Task to complete
Your answer should be the lines from the start of the records through the line with "Thanks for PR!", copied word for word.

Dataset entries
-------
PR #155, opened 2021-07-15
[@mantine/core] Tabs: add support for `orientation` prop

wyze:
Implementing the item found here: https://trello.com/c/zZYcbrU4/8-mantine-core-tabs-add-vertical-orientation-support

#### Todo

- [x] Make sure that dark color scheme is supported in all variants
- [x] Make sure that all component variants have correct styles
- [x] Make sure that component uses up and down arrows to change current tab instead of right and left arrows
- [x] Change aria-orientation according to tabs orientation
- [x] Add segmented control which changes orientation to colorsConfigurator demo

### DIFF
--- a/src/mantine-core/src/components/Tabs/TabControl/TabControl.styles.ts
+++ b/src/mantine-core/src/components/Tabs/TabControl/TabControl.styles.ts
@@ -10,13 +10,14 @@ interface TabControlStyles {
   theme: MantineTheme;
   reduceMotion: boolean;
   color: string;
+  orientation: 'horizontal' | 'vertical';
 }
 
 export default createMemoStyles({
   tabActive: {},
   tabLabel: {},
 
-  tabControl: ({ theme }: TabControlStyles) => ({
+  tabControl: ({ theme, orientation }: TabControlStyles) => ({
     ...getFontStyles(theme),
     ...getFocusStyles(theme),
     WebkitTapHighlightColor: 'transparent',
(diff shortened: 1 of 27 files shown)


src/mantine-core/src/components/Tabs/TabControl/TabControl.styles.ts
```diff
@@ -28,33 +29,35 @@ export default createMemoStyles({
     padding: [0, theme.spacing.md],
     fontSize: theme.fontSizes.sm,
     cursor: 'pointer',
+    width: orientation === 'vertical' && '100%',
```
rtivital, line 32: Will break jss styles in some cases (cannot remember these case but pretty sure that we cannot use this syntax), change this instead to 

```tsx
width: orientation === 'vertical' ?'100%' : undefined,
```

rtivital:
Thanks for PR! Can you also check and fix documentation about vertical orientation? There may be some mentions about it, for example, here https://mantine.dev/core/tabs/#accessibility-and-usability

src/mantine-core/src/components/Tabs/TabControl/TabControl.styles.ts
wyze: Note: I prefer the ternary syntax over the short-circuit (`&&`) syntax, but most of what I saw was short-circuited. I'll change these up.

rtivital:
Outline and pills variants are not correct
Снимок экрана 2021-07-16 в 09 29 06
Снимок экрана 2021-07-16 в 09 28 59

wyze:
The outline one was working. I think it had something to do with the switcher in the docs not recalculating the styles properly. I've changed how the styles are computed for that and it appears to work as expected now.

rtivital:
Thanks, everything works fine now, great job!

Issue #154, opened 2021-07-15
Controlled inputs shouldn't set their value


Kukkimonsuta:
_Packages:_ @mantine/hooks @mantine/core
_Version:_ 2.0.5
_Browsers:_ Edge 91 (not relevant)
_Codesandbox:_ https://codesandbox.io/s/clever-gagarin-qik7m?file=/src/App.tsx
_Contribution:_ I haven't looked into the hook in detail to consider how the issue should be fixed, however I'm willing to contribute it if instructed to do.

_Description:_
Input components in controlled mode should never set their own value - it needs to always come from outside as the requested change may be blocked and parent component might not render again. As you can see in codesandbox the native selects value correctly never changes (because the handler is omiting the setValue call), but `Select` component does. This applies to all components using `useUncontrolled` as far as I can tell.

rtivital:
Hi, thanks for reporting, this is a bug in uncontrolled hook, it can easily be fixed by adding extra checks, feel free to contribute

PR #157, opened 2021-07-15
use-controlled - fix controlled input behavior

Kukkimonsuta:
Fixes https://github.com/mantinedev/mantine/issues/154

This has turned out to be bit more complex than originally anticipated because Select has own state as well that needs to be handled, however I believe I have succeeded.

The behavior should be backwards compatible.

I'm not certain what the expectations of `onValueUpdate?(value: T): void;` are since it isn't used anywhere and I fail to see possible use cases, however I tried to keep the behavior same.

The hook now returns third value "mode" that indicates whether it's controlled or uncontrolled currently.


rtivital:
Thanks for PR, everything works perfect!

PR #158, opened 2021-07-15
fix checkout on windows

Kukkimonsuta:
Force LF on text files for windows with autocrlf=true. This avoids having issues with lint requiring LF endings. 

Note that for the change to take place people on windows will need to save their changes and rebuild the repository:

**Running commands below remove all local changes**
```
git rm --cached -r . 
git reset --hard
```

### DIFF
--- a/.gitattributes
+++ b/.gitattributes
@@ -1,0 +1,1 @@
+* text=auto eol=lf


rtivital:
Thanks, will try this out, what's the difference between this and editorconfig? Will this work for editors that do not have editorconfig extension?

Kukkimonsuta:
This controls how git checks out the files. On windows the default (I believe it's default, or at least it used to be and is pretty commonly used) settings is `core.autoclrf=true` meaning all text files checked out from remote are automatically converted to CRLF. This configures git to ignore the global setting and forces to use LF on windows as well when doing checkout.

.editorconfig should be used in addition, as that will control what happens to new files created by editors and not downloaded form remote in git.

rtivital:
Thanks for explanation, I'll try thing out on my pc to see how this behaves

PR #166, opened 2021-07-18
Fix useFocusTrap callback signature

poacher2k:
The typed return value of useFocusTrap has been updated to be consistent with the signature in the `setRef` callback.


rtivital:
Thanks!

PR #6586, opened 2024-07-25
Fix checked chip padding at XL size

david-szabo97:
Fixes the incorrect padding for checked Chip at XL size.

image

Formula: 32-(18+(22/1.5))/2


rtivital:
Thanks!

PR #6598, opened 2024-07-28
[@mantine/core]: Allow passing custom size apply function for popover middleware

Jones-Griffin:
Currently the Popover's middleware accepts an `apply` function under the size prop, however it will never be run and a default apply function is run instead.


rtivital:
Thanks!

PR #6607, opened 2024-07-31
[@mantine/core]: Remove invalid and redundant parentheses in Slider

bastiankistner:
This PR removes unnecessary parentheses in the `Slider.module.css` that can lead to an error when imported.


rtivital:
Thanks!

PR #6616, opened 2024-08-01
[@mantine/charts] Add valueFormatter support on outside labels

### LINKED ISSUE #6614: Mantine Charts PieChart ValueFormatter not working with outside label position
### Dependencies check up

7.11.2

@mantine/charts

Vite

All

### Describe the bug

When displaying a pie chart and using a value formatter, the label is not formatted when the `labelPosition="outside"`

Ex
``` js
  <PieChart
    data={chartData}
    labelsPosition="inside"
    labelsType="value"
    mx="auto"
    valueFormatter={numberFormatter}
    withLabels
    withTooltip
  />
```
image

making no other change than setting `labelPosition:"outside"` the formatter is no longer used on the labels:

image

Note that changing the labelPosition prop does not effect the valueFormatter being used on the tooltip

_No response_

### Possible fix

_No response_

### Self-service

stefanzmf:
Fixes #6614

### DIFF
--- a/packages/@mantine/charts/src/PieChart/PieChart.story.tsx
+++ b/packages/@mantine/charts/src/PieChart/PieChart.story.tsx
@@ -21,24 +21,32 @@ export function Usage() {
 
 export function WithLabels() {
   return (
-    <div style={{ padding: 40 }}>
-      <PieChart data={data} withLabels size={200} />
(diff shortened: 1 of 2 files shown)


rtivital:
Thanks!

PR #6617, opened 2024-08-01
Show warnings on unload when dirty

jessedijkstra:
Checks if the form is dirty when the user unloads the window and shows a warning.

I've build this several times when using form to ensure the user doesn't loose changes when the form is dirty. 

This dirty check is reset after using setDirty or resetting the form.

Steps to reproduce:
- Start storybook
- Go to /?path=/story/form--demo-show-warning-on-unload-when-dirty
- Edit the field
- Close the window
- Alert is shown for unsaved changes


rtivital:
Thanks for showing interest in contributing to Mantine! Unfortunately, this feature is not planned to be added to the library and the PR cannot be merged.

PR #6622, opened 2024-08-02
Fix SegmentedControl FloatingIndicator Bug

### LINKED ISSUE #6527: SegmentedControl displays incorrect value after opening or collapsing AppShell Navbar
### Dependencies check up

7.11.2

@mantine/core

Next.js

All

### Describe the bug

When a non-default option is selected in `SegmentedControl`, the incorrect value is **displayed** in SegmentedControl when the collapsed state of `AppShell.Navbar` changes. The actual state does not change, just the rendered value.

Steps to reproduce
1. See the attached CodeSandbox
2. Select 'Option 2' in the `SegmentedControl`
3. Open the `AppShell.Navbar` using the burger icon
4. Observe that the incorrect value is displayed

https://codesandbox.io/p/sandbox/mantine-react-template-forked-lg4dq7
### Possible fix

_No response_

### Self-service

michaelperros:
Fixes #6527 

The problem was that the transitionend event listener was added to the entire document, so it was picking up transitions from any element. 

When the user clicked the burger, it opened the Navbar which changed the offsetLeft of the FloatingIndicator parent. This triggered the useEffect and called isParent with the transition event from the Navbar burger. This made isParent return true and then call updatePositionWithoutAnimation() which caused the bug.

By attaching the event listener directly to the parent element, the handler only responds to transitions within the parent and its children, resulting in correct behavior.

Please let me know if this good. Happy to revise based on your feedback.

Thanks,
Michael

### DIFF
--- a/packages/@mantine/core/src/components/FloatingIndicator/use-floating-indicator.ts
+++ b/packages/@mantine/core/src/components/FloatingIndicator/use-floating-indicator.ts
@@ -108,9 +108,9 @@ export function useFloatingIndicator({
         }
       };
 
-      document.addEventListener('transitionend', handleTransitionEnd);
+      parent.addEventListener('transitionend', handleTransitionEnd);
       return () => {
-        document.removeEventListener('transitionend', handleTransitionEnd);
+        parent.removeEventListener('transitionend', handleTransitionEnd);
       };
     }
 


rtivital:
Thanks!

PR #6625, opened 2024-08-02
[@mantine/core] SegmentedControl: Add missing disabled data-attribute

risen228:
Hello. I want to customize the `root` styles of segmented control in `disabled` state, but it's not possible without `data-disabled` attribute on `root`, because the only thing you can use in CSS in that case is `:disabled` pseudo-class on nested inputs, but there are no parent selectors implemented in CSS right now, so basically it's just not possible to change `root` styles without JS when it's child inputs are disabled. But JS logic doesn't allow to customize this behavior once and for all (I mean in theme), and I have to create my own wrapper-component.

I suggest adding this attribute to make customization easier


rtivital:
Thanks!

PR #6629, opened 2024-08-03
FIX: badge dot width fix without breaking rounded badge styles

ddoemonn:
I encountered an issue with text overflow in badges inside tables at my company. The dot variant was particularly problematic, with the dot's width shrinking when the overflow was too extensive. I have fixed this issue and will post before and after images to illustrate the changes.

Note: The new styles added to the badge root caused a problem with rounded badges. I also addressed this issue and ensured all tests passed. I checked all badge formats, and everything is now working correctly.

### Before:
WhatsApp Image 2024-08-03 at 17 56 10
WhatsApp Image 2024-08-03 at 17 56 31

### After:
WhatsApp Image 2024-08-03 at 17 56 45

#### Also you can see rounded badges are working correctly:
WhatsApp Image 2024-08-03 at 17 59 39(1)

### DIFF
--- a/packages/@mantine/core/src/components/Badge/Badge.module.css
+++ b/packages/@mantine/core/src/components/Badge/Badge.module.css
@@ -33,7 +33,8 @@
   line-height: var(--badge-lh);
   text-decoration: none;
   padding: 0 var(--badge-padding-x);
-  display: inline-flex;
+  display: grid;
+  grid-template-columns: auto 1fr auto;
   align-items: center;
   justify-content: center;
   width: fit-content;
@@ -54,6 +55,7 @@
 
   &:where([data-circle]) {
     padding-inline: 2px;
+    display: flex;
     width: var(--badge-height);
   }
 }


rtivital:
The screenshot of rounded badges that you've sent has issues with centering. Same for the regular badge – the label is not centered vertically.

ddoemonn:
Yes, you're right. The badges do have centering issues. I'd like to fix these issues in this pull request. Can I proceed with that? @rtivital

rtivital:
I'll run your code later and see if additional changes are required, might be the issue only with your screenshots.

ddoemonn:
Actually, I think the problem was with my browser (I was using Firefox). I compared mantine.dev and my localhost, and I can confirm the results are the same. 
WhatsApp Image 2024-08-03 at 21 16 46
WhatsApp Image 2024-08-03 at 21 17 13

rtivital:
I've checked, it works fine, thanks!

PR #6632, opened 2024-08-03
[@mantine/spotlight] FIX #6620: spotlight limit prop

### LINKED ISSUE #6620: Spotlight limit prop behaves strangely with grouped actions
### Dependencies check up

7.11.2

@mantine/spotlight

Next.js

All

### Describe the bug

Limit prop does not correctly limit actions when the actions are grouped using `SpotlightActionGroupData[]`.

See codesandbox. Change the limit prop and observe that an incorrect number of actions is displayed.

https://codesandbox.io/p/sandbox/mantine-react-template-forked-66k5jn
-------
Result of the exercise
PR #155, opened 2021-07-15
[@mantine/core] Tabs: add support for `orientation` prop

wyze:
Implementing the item found here: https://trello.com/c/zZYcbrU4/8-mantine-core-tabs-add-vertical-orientation-support

#### Todo

- [x] Make sure that dark color scheme is supported in all variants
- [x] Make sure that all component variants have correct styles
- [x] Make sure that component uses up and down arrows to change current tab instead of right and left arrows
- [x] Change aria-orientation according to tabs orientation
- [x] Add segmented control which changes orientation to colorsConfigurator demo

### DIFF
--- a/src/mantine-core/src/components/Tabs/TabControl/TabControl.styles.ts
+++ b/src/mantine-core/src/components/Tabs/TabControl/TabControl.styles.ts
@@ -10,13 +10,14 @@ interface TabControlStyles {
   theme: MantineTheme;
   reduceMotion: boolean;
   color: string;
+  orientation: 'horizontal' | 'vertical';
 }
 
 export default createMemoStyles({
   tabActive: {},
   tabLabel: {},
 
-  tabControl: ({ theme }: TabControlStyles) => ({
+  tabControl: ({ theme, orientation }: TabControlStyles) => ({
     ...getFontStyles(theme),
     ...getFocusStyles(theme),
     WebkitTapHighlightColor: 'transparent',
(diff shortened: 1 of 27 files shown)


src/mantine-core/src/components/Tabs/TabControl/TabControl.styles.ts
```diff
@@ -28,33 +29,35 @@ export default createMemoStyles({
     padding: [0, theme.spacing.md],
     fontSize: theme.fontSizes.sm,
     cursor: 'pointer',
+    width: orientation === 'vertical' && '100%',
```
rtivital, line 32: Will break jss styles in some cases (cannot remember these case but pretty sure that we cannot use this syntax), change this instead to 

```tsx
width: orientation === 'vertical' ?'100%' : undefined,
```

rtivital:
Thanks for PR! Can you also check and fix documentation about vertical orientation? There may be some mentions about it, for example, here https://mantine.dev/core/tabs/#accessibility-and-usability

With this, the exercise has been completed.